なお、試料とはサンプリングした土のことです。

ポイント:乱さない試料と乱した試料

採取試料の状態

採取方法

試験の種類

乱さない試料

薄い金属の円筒のサンプラーを地盤に静かに押し込み、中に入る乱さない試料を採取

力学的試験

・一軸圧縮試験
・三軸圧縮試験
・圧密試験

乱した試料

標準貫入試験用サンプラーを打ち込む際に、中に詰まった、乱した試料を採取

物理的試験

・含水比試験
・粒度試験
・液性限界試験
・塑性限界試験 


■力学的試験
一軸圧縮試験、三軸圧縮試験、圧密試験については、下記も参照してください。
No.225 (土のせん断強さの試験)
http://kentikushi-blog.tac-school.co.jp/archives/44858941.html
No.226 (土の圧縮性の試験)
http://kentikushi-blog.tac-school.co.jp/archives/44859797.html

■物理的試験
・・・試験方法の概要が分かれば、「乱した試料」でもよいことが分かると思います。
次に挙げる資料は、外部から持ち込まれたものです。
Issue #701, opened 2017-04-18
Invalid JSON generated with rpc.get_config(options={'format': 'json'})


CMeza99:
```python
>>>json.loads(dev.rpc.get_config(options={'format': 'json'}).text)
Traceback (most recent call last):
  File "<stdin>", line 1, in <module>
  File "/usr/local/lib/python3.5/json/__init__.py", line 319, in loads
    return _default_decoder.decode(s)
  File "/usr/local/lib/python3.5/json/decoder.py", line 339, in decode
    obj, end = self.raw_decode(s, idx=_w(s, 0).end())
  File "/usr/local/lib/python3.5/json/decoder.py", line 355, in raw_decode
    obj, end = self.scan_once(s, idx)
json.decoder.JSONDecodeError: Expecting ',' delimiter: line 22030 column 17 (char 680605)
```

Looking at the json from `dev.rpc.get_config(options={'format': 'json'}).text` it indeed is missing a `,`:
```vim
22021         "protocols" : [
22022         {
22023             "comment" : "BEGIN: ROUTING-INSTANCES",
22024             "bgp" : [
22025             {
22026                 "apply-groups" : [
22027                 {
22028                     "data" : "BGP_DEFAULTS"
22029                 }
22030                 ]
22031                 "path-selection" : [
22032                 {
22033                     "always-compare-med" : [
22034                     {
22035                         "data" : null
22036                     }
22037                     ]
22038                 }
22039                 ],
```

stacywsmith:
Hi @CMeza99 

Thanks for reporting. This appears to be a Junos bug in the rendering of the configuration in JSON format. If you want to provide more details here I can help in tracking the Junos issue. Alternatively, you can open a JTAC case.

I would need to know:
1) Juniper platform/model
2) Exact version of Junos
3) CLI output of `show configuration | display xml`
4) CLI output of `show configuration | display json`

FYI, you should not have to call `json.loads()` on the text of the RPC reply. Instead, when you request JSON format, PyEZ should perform the `json.loads()` for you and return a native Python data structure.

In this case, that's not happening because the `json.loads()` is raising an exception because the JSON emitted by Junos is invalid. I spoke with @vnitinv about this and he will address this specific PyEZ issue.

CMeza99:
Thank you
1. QFX10008 and QFX10000-RE
2. Junos 15.1X53-D36
[...]

PR #706, opened 2017-04-20
raise JSONLoadError if json config is malformed

vnitinv:
Handle error case for https://github.com/Juniper/py-junos-eznc/issues/701

exception would look like

```python
jnpr.junos.exception.JSONLoadError: JSONLoadError(reason: Expecting , delimiter: line 461 column 39 (char 16862), 
The offending config appears to be: 
459:                         "file" : {
460:                             "filename" : "netconf-ops.log", 
461:                             "size" : 3m, 
462:                             "files" : 20, 
463:                             "world-readable" : [null]
```

### DIFF
--- a/lib/jnpr/junos/exception.py
+++ b/lib/jnpr/junos/exception.py
@@ -1,3 +1,4 @@
+import re
 from jnpr.junos import jxml
 from jnpr.junos import jxml as JXML
 from lxml.etree import _Element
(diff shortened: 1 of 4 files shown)


lib/jnpr/junos/exception.py
```diff
@@ -297,3 +298,26 @@ class ConnectClosedError(ConnectError):
...
+        self.offending_line = ''
+        obj = re.search('line (\d+)', self.ex_msg)
+        if obj:
+            line_no = int(obj.group(1))
+            self.offending_line = rpc_content.splitlines()[line_no-1]
+
+    def __repr__(self):
+        return "{0}(reason: {1}, \nThe offending config appears to be: \n{2}" \
+                .format(self.__class__.__name__, self.ex_msg,
+                        self.offending_line)
```
stacywsmith: I like your idea of providing 5 lines (2 pre + 1 + 2 post) instead of just the single offending line. In addition, I suggest you print these 5 lines with line numbers prepended to the actual config line.

jnpr-community-netdev: Done the changes as discussed.

vnitinv: Done the changes as discussed.

PR #707, opened 2017-04-21
ephemeral config support

vnitinv:
Now we can configure using ephemeral db

sample code:
```python
with Config(dev, mode='ephemeral', ephemeral_instance='xyz') as cu:
    cnf = """<configuration>
                <protocols>
                    <ospf>
                        ---------
                    </ospf>
                </protocols>
        </configuration>"""
    cu.load(cnf)
    cu.commit()
```
for default ephemeral instance, we can just do:
```python
with Config(dev, mode='ephemeral') as cu:
    cnf = """<configuration>
                <protocols>
                    <ospf>
                        ---------
                    </ospf>
                </protocols>
        </configuration>"""
    cu.load(cnf)
    cu.commit()
```


lib/jnpr/junos/utils/config.py
```diff
@@ -766,15 +770,27 @@ def _open_configuration_batch():
...
+        else:
+            ephemeral_kwargs = {'ephemeral': True}
+
         {
             'private': _open_configuration_private,
             'dynamic': _open_configuration_dynamic,
             'batch': _open_configuration_batch,
-            'exclusive': _open_configuration_exclusive
+            'exclusive': _open_configuration_exclusive,
+            'ephemeral': lambda: _open_configuration_ephemeral(
```
stacywsmith: Can you explain why lambda is required here, but not in the other cases? Is it because `_open_configuration_ephemeral()` takes arguments?

vnitinv: yes

vnitinv:
I opted for kwargs in __init__() to take ephemeral_instance rather than using it directly because ephemeral is quite risky when not used properly. I wanted to hide the parameter for those reasons.
I can change it to be explicit.

stacywsmith:
@vnitinv Rather than hiding it with kwargs (which has side effects), I'd rather see a very explicit warning that says something like:
```
 Ephemeral databases are an advanced Junos feature which if used incorrectly can have serious negative impact on the operation of the Junos device. We recommend you consult JTAC and/or you Juniper account team before deploying the ephemeral database feature in your network.
```

vnitinv:
@stacywsmith Added warning message and kwargs check

vnitinv:
function test case failure is due to https://github.com/Juniper/py-junos-eznc/issues/717
will be fixed under different pull request.

PR #708, opened 2017-05-02
Handle ConnectClosedError exception for lock() and unlock()

stacywsmith:
It is possible that a ConnectClosedError exception is raised in
response to a lock() or unlock() call. This was being mishandled
as a direct error from ncclient.


vnitinv:

PR #711, opened 2017-05-04
Add a srx_cluster_redundancy_group fact.

stacywsmith:
The XML output of the SRX cluster redundancy group information is
not easy to parse. Presenting this information in a PyEZ fact makes
it accessible to most PyEZ users.

### DIFF
--- a/lib/jnpr/junos/facts/get_chassis_cluster_status.py
+++ b/lib/jnpr/junos/facts/get_chassis_cluster_status.py
@@ -8,7 +8,21 @@ def provides_facts():
     """
     return {'srx_cluster': "A boolean indicating if the device is part of an "
                            "SRX cluster.",
-            'srx_cluster_id': "A string containing the configured cluster id"}
+            'srx_cluster_id': "A string containing the configured cluster id",
+            'srx_cluster_redundancy_group': "A multi-level dictionary of "
+                                            "information about the SRX "
+                                            "cluster redundancy groups "
+                                            "on the device. The first-level "
+                                            "key is the redundancy group id. "
+                                            "The second-level keys are: "
+                                            "cluster_id, failover_count, "
+                                            "node0, and node1. The node0 and "
+                                            "node1 keys have third-level keys "
+                                            "of priority, preempt, status, "
+                                            "and failover_mode. The values "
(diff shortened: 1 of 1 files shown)


vnitinv:

lib/jnpr/junos/facts/get_chassis_cluster_status.py
```diff
@@ -17,20 +31,45 @@ def get_facts(device):
     """
     srx_cluster = None
     srx_cluster_id = None
+    redundancy_group = None
 
     try:
-        rsp = device.rpc.get_chassis_cluster_status(normalize=True,
-                                                    redundancy_group="0")
+        rsp = device.rpc.get_chassis_cluster_status(normalize=True)
```
vnitinv: If by this time if we already have the facts with personality details, shouldnt we use that to check if the device type is SRX (which is not a major percentage of our products in customer place), hence saving unnecessary RPC calls to different type of devices.

stacywsmith: @vnitinv I see a few issues with your suggestion.

1) Because fact gathering is now done on demand, I feel there is little benefit from making the RPC call conditional on the personality. As long as the fact SRX-cluster-related facts aren't accessed, this RPC isn't called.

2) The new fact gathering system differentiates between `False` and `None` return values. A return value of `False` means the fact was successfully gathered and it's value is not true. A value of `None` means the fact could not be gathered definitively. If we don't call this RPC, then we can't definitively gather this particular fact. We would potentially be returning a different values than is returned with the current. (See final point.)

3) Right now, the `personality` fact is some of the most fragile fact gathering code. It makes some assumptions that may not continue to hold true as new product models are introduced. Right now a 3-digit SRX model is assumed to be `'SRX_BRANCH'` and a 4-digit SRX model is assumed to be `'SRX_HIGHEND'`. For example, if a 5-digit SRX model is introduced, then the `personality` will be `None`. While that's obviously something that could be updated in the gathering of the `personality` fact, I'd rather not make the other facts dependent upon this fragile fact.

Based on these points, I recommend we not make the RPC call dependent upon the `personality` fact.

PR #712, opened 2017-05-04
ignore_warning fails when single <rpc-error> that is first child of <rpc-reply>.

stacywsmith:
The implementation of the ignore_warning decorator failed when there was
a single warning `<rpc-error>` element that was the first child of the
`<rpc-reply>` element, such as this example:
```
<rpc-reply xmlns="urn:ietf:params:xml:ns:netconf:base:1.0" xmlns:junos="http://xml.juniper.net/junos/16.1R4/junos" xmlns:nc="urn:ietf:params:xml:ns:netconf:base:1.0" message-id="urn:uuid:65b27597-c62d-4e8b-ba85-1ca000646a9e">
    <load-configuration-results>
        <rpc-error>
            <error-severity>warning</error-severity>
            <error-path>[edit]</error-path>
            <error-message>statement not found: system</error-message>
        </rpc-error>
        <ok/>
    </load-configuration-results>
</rpc-reply>
```

### DIFF
--- a/lib/jnpr/junos/decorators.py
+++ b/lib/jnpr/junos/decorators.py
@@ -117,53 +117,52 @@ def ignoreWarnDecorator(function):
         except RPCError as ex:
             if hasattr(ex, 'xml') and ignore_warning:
                 if hasattr(ex, 'errors'):
-                    for err in ex.errors:
-                        if err.severity == 'warning':
-                            if ((sys.version < '3' and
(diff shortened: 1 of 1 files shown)


vnitinv:

stacywsmith:
@vnitinv Can you please review? The changes are not as extensive as the diff indicates. It's really just lines 120-122 and 155 which are changed.

PR #713, opened 2017-05-04
mode='telnet' did not logout non-cli user

stacywsmith:
When connecting to the device via console server with mode='telnet',
if the login user was configured to log into the shell, like the root
user, then the session was not logged out completely upon close.

### DIFF
--- a/lib/jnpr/junos/transport/tty.py
+++ b/lib/jnpr/junos/transport/tty.py
@@ -50,7 +50,7 @@ class Terminal(object):
         _re_pat_login,
         '(?P<passwd>assword:\s*$)',
         '(?P<badpasswd>ogin incorrect)',
-        '(?P<already_closed>session end at .*\n%)',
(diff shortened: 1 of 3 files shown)


vnitinv:

stacywsmith:
This pull request fixes #714.

lib/jnpr/junos/transport/tty.py
```diff
@@ -50,7 +50,7 @@ class Terminal(object):
         _re_pat_login,
         '(?P<passwd>assword:\s*$)',
         '(?P<badpasswd>ogin incorrect)',
-        '(?P<already_closed>session end at .*\n%)',
+        '(?P<netconf_closed>\<\!\-\- session end at .*\-\-\>\s*)',
```
vnitinv: We only need to escape control characters, (+ ? . * ^ $ ( ) [ ] { } | \), So why did we opt to use escape for "!,<,>,-"

stacywsmith: Very valid point. I will fix. Thanks!

PR #718, opened 2017-05-12
JSONLoadError was thrown when load valid JSON config

### LINKED ISSUE #717: JSONLoadError even when JSON config being loaded in proper
```python
    cnf = """{
        "configuration" : {
            "system" : {
                "services" : {
                    "telnet" : [null]
                 }
            }
        }
    }"""
    with Config(dev) as cu:
        cu.load(cnf, format='json')
```
throw JSONLoadError even when JSON config being loaded in proper
This issue got introduced after the changes done for enhancement under https://github.com/Juniper/py-junos-eznc/pull/706

vnitinv:
fix #717


vnitinv:
ok to test

PR #721, opened 2017-05-16
Return None when the RPC equiv is either str or unicode

mirceaulinic:
Currently it checks against str, and it borks when the command
is sent as unicode. An example of issue is under
https://github.com/napalm-automation/napalm-junos/issues/152.
To make sure it works with both, we need to check against
the base string class.


jnpr-community-netdev:

stacywsmith:
Thanks for the fix @mirceaulinic

PR #722, opened 2017-05-23
Handle differences in |display xml rpc

stacywsmith:
On some devices, dev.rpc.cli() the use of `| display xml rpc` requires the explicit setting of `format="xml"`. In addition, on some devices, the response may not be wrapped in `<rpc-reply>` tags. This change handles both of those issues while remaining backwards compatible.


jnpr-community-netdev:

PR #728, opened 2017-06-02
Optimize image copying in SW.safe_copy()

stacywsmith:
The SW.install() method uses the SW.safe_copy() method to copy
a software package to a Junos device if the no_copy argument is False.

This enhancement checks to see if the package is already present on the
Junos device and skips the copy if the package is present and the
file checksum of botht the local and remote packages match.

Also added additional arguments to control the copy and checksum
functionality.

### DIFF
--- a/lib/jnpr/junos/utils/sw.py
+++ b/lib/jnpr/junos/utils/sw.py
@@ -150,7 +150,7 @@ class SW(Util):
 
     def put(self, package, remote_path='/var/tmp', progress=None):
         """
-        SCP or FTP 'put' the package file from the local server to the remote 
+        SCP or FTP 'put' the package file from the local server to the remote
         device.
 
         :param str package:
@@ -453,8 +453,7 @@ class SW(Util):
                                  (algorithm))
             return rsp.findtext('.//checksum')
         except RpcError as e:
-            if (hasattr(e, 'message') and
-               'No such file or directory' in e.message):
+            if 'No such file or directory' in getattr(e, 'message', ''):
                 return None
             else:
                 raise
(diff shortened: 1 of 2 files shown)


jnpr-community-netdev:

lib/jnpr/junos/utils/sw.py
```diff
@@ -392,36 +417,44 @@ def _issu_nssu_requirement_validation(self):
...
+                raise ValueError('Unknown checksum algorithm: %s' %
+                                 (algorithm))
+            return rsp.findtext('.//checksum')
         except RpcError as e:
-
-            # e.errs is list of dictionaries
-            if hasattr(e, 'errs') and \
-                    list(filter(lambda x: 'No such file or directory' in
-                                x['message'], e.errs)):
+            if (hasattr(e, 'message') and
```
vnitinv: in python 3.x, hasattr(e, 'message') might always give False

lib/jnpr/junos/utils/sw.py
```diff
@@ -444,53 +480,89 @@ def safe_copy(self, package, **kvargs):
...
         if checksum is None:
-            _progress('computing local checksum on: %s' % package)
-            checksum = SW.local_md5(package)
+            _progress('computing checksum on local package: %s' % (package))
+            try:
+                checksum = SW.local_checksum(package,
+                                             algorithm=checksum_algorithm)
+            except IOError:
+                _progress('error computing checksum on local package: %s. '
+                          'Ensure the local package exists.' % (package))
```
vnitinv: should we not return False from this exception?

stacywsmith: Yes. Thanks. Fixed.

PR #772, opened 2017-08-14
Softwire example

mwiget:
Adding ietf-softwire get_config() example call with a URN formatted namespace.


jnpr-community-netdev:

PR #773, opened 2017-08-16
Add vmhost parameter to SW.install() to support upgrading the VM Host.

stacywsmith:
Some Junos REs/platforms run Junos in a VM on a Linux host os. On those platforms, `junos-vmhost-* ` packages are published which upgrade both the Linux host os and the Junos VM. These `junos-vmhost-*` packages are installed with a different NETCONF RPC, `<request-vmhost-package-add>`.

Adding a new `vmhost` parameter to `SW.install()` if `vmhost=True` is specified, then the package is installed using the `<request-vmhost-package-add>` RPC. If `vmhost=False` (the default), then the package continues to be installed with the `<request-vmhost-package-add>` RPC.

### DIFF
--- a/lib/jnpr/junos/utils/sw.py
+++ b/lib/jnpr/junos/utils/sw.py
@@ -679,21 +679,21 @@ class SW(Util):
                    to reboot the device.
 
         :param str package:
-          Either the full file path to the install package tarball on the local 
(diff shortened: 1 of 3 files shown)


jnpr-community-netdev:

vnitinv:
ok to test

PR #782, opened 2017-09-24
SRX Branch cluster fails SW.install().

stacywsmith:
On SRX branch devices configured in an SRX cluster, `SW.install()`
fails because it recognizes the cluster as `'2RE' == True`, and attempts
to upgrade both REs. However, this product doesn't not support the
`re0` and `re1` arguments.

This change avoids attempting to upgrade both REs of the cluster,
even when `all_re = True`.

### DIFF
--- a/lib/jnpr/junos/utils/sw.py
+++ b/lib/jnpr/junos/utils/sw.py
@@ -972,7 +972,7 @@ class SW(Util):
         else:
             cmd = E('request-reboot', E('at', str(at)))
 
-        if all_re is True :
+        if all_re is True:
             if self._multi_RE is True and self._multi_VC is False:
                 cmd.append(E('both-routing-engines'))
             elif self._mixed_VC is True:
--- a/lib/jnpr/junos/utils/sw.py
+++ b/lib/jnpr/junos/utils/sw.py
@@ -876,7 +876,9 @@ class SW(Util):
                     "NSSU: installing software ... please be patient ...")
                 return self.pkgaddNSSU(remote_package,
                                        dev_timeout=timeout, **kwargs)
-            elif self._multi_RE is False or all_re is False:
+            elif (self._multi_RE is False or all_re is False or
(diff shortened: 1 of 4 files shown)


stacywsmith:
Addresses Juniper/ansible-junos-stdlib#261

lib/jnpr/junos/utils/sw.py
```diff
@@ -967,7 +972,7 @@ def reboot(self, in_min=0, at=None, all_re=True):
         else:
             cmd = E('request-reboot', E('at', str(at)))
 
-        if all_re is True:
+        if all_re is True :
```
vnitinv: why extra space?

lib/jnpr/junos/utils/sw.py
```diff
@@ -72,6 +72,11 @@ def __init__(self, dev):
             self._RE_list = [x for x in dev.facts.keys()
                              if x.startswith('version_RE')]
         self._multi_RE = bool(dev.facts.get('2RE'))
+        # Branch SRX in an SRX cluster doesn't really support multi_RE
+        # functionality for SW.
+        if (dev.facts.get('personality', '') == 'SRX_BRANCH' and
```
vnitinv: This change won't send re0 to rpc call, but do we need to install for different node explicitly.

lib/jnpr/junos/utils/sw.py
stacywsmith: That was an accident. Thanks for catching it. I have corrected it.

lib/jnpr/junos/utils/sw.py
stacywsmith: Unfortunately, this platform/configuration does not support the ability to upgrade a node other than the currently connected node. Therefore, it must be the user's responsibility to explicitly perform the `SW.install()` on each node of the cluster.

PR #788, opened 2017-10-21
Maintain ordering on JSON returned from the device.

stacywsmith:
The order of JSON object/dictionary keys is sometimes important in
Junos. This change ensures that order is maintained when the JSON
string is converted to a Python data structure. Because an
`OrderedDict` is an instance of a `dict`, this should be completely
backwards compatible.


stacywsmith:
Closing this for now. It has a problem on Python 2.6, and I'm also not yet sure this is the correct long-term fix.

PR #791, opened 2017-11-02
Detect format "set" when using "insert" keyword

vincentbernat:


stacywsmith:
@vincentbernat Thanks for the contribution!

PR #792, opened 2017-11-03
Detect set config format with other keywords

pklimai:
Following #791 and being consistent, we should also include activate|deactivate|annotate|copy|protect|unprotect to the regex. I tested and it works. Tell me if a unit test per keyword is needed (we currently have them for set, delete and insert).


pklimai:
Thanks for a quick review @stacywsmith - will do.

pklimai:
@stacywsmith - added unit tests. Also, I removed 'replace' (which was there initially) from regex: it turns out you can't load a config containing 'replace' keyword (either with PyEZ or with CLI), e.g.
```
lab@vMX-1# load set terminal 
[Type ^D at a new line to end input]
replace pattern 1.1.1.1 with 2.2.2.2
terminal:1:(0) unknown command: replace
load complete
```

stacywsmith:
@pklimai At first, I was wondering why you removed `replace`. I now see that it isn't allowed when loading configuration in set format.

Documenting that it isn't supported for future reference in case anyone has the same question I did:
```
<rpc><load-configuration action="set" format="text"><configuration-set>replace pattern ge-0/0/0 with ge-0/0/25</configuration-set></load-configuration></rpc>
<rpc-reply xmlns="urn:ietf:params:xml:ns:netconf:base:1.0" xmlns:junos="http://xml.juniper.net/junos/17.3R1/junos">
<load-configuration-results>
<rpc-error>
<error-type>protocol</error-type>
<error-tag>operation-failed</error-tag>
<error-severity>error</error-severity>
<error-message>unknown command</error-message>
<error-info>
<bad-element>replace</bad-element>
</error-info>
</rpc-error>
<ok/>
</load-configuration-results>
</rpc-reply>
]]>]]>
```

PR #798, opened 2017-11-22
'or' logic doesn't allow 'None' which evaluates as False.

jjico:
This means that "allow_agent" cannot be set to True
based on the logic provided.

Instead: check if the value exists in the dict, then
use the value absolutely if set (even if it's "None").


jnpr-community-netdev:

jnpr-community-netdev:

jjico:
This failed because paramiko returned "zero length field name in format", which is an old python2.6-ism with format strings. The failure wasn't with the patch itself. Paramiko updated about 12 days ago and paramiko 2.X no longer supports python 2.6 ( https://github.com/paramiko/paramiko/issues/1070 ). I submitted a patch for this and Travis seems to have accepted it.

Separately I agree with paramiko and think it's reasonable to drop python2.6 support, but that's not mine to decide.

Please re-evaluate.

vnitinv:
@jjico Can you please explain how `or` operator is evaluating to False. `None or None` will only give `None`.

jjico:
If you have a "Host *" entry in your ~/.ssh/config, then "self._conf_ssh_private_key_file" will be set to the sshkey provided there, paramiko correctly finds it for you.

jjico:
The issue remains but won't be resolved without a massive rebase. Closing this pull request without merging.

rsmekala:
@jjico This feature request will be taken in #920. Can you please provide your comments, if you need anything more.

いずれも土を乱して試験していますから。
・含水比試験
炉の中で土中の水分を蒸発させて、蒸発前後の質量を比較することにより含水比を調べます。
・粒度試験
粒径の分布を粒度といい、ふるい分けなどによりその分布を調べます。
・液性限界試験
土は水量を増やすと固体半固体塑性体液体になります。
塑性体から液体に移るときの含水比を液性限界といいます。
試験は、土を皿に薄く伸ばして溝を切り、振動を加えて溝がくっつく度合を調べます。
・塑性限界試験
塑性体から半固体に移るときの含水比を塑性限界といいます。
試験は、土を直径3㎜のひも状にしたとき、切れぎれ(半固体)になるときの含水比を求めます。


 

井澤ですいざわ

■問題1
ひび割れのない粘性土のせん断強さの測定は、一軸圧縮試験が主に用いられる。
(一級施工:平成8年No.5)
■問題2
自然状態でクラックの入った粘性土の試料の強度については、一軸圧縮試験によると小さな値を示す傾向があるので、三軸圧縮試験により求めた。
(一級施工:平成17No.5)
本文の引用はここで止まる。